赴任先、または別の場所でも海外出産の経験者がいると心強いです。
5、日本語が話せる医師がいる、または通訳サービスが利用できるか
検診や出産時に日本語が使えれば言葉の不安は軽減されます。
日本語ができるスタッフがいなくとも、多くの医療機関では通訳サービスを無料で受けられます。
実際に通訳者が診察や検査に同伴するのか、電話やタブレット端末を使っての遠隔地からの通訳なのかは様々です。
6、産後のサポートの有無
一番安心できるのは家族や親戚に滞在してもらい、育児や産後のケアをサポートしてもらえることです。
もしも、困難な場合は現地に住む友人、知人、または外部サービスを頼ることも考えられます。
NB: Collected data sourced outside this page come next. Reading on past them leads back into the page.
Issue #4115, opened 2020-04-29
Don't allow amplify delete command with trailing text


toddsampson:
>**Note**: If your feature-request is regarding the AWS Amplify Console service, please log it in the 
[official AWS Amplify Console forum](https://forums.aws.amazon.com/forum.jspa?forumID=314&start=0)

**Is your feature request related to a problem? Please describe.**
I just killed by amplify stack by accident. I typed `amplify delete api` instead of `amplify remove api` by mistake. I hit yes instinctively. (I've been using Amplify for some time now but haven't removed many features.) By the time I noticed the description for delete and hit ctrl+c the damage was done.

**Describe the solution you'd like**
This would be easy to fix if the CLI didn't allow any text following the `amplify delete` command. It is clearly ignoring what was typed, but it didn't error out.

**Describe alternatives you've considered**
N/A

**Additional context**
N/A

PR #4576, opened 2020-06-16
feat: add check for extra command line args provided with amplify delete

nchaloult:
*Issue #, if available:*
#4115 

*Description of changes:*
Since `$ amplify delete` is a sensitive and dangerous command, there should be checks in place to ensure that users truly mean to execute it. `$ amplify delete` may be confused with `$ amplify remove <category>`. If `$ amplify delete` is executed with any additional command line arguments, then an error message should be displayed indicating that the `delete` command does not accept any arguments, and a suggestion should be printed that asks the user if they meant to use the `remove` command instead of `delete`.

### DIFF
--- a/packages/amplify-cli/src/__tests__/commands/delete.test.ts
+++ b/packages/amplify-cli/src/__tests__/commands/delete.test.ts
@@ -1,0 +1,96 @@
+import { run as runDeleteCmd } from '../../commands/delete';
+
+// amplify delete run method calls process.exit() in certain situations. To avoid this affecting tests when they run, spy on process.exit()
+// calls and intercept them, performing a NOP, instead.
+//
+// https://stackoverflow.com/questions/46148169/stubbing-process-exit-with-jest
+const mockExit = jest.spyOn(process, 'exit').mockImplementation(() => undefined as never);
+
+describe('amplify delete: ', () => {
+  it('delete run method should exist', () => {
+    expect(runDeleteCmd).toBeDefined();
+  });
+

これらの条件が揃っている程、海外出産の難易度や不安がぐっと下がります。
私の場合、1~4はクリアしていました。
5は診察時に通訳が対応してくれる病院を選ぶことにし、
6はお互いの家族に出産前後1か月程、手伝いに来てもらえるよう依頼しました。
その上で更にメリット・デメリットを検討してみました。
アメリカで出産するメリット
・アメリカ国籍を取得できる(子供のビザ申請をしなくてよい)
・麻酔を使った無痛分娩が一般的
・夫と一緒に妊娠~出産~子育てを経験できる
・夫が出産に立会いできる
・里帰り出産で妊娠中と産後の乳児連れの長時間移動(引っ越し)がない
・ドゥーラ、ベビーシッター等の産後サービスが普及している
・パスポートの名前表記がヘボン式にこだわらなくともよい
アメリカで出産するデメリット
・言葉の壁
・妊娠や出産において考え方や習慣が違う(自分で調べることが多い)
・麻酔を使わない自然分娩を選択する場合、スタッフがその出産方法に慣れていない
・里帰り出産ができない(それぞれの実家からのサポートが限定的になる)
・夫が出張または仕事が忙しい時期に重なるとサポートは期待できない
・検診・出産で想定外の医療費がかかり、保険適用外の場合は金額が莫大
・日本製品を利用したい場合、入手困難なものもある
結論
決め手となったのは、日本よりも医療水準が高いこと、無痛分娩が一般的であること、夫が妊娠、出産、育児に関われることでした。
もちろん不安はありました。
海外生活に慣れてきて多少英語も話せるとはいえ、医療用語はまったく知識がありません。
しかし、同じようにアメリカで妊娠経験を持つ友達が、夫婦で協力して様々なことを乗り越えた姿を見て、
自分も初めての赤ちゃんが成長するのを夫と一緒に共有したいと強く思ったのです。
実はこの意思決定を実家に報告した時、反対されました。
私の親は里帰り出産することが当然だと思っていた上に、娘が海外で出産することがとても心配だったようです。
日本で出産するにしても、通常の里帰り出産よりも大変でリスクを伴う具体例を挙げて説得しました。
何を重要視するかは人それぞれです。
夫婦間はもちろん、協力してもらう家族とも話し合って安心できる方法を決めることが大切だと感じました。
結果としてアメリカで出産してよかったと思います。
ハプニングやトラブルもありましたが、それを乗り越えられたのはやはり一番重要視した『夫婦で一緒に経験』できたことが大きいです。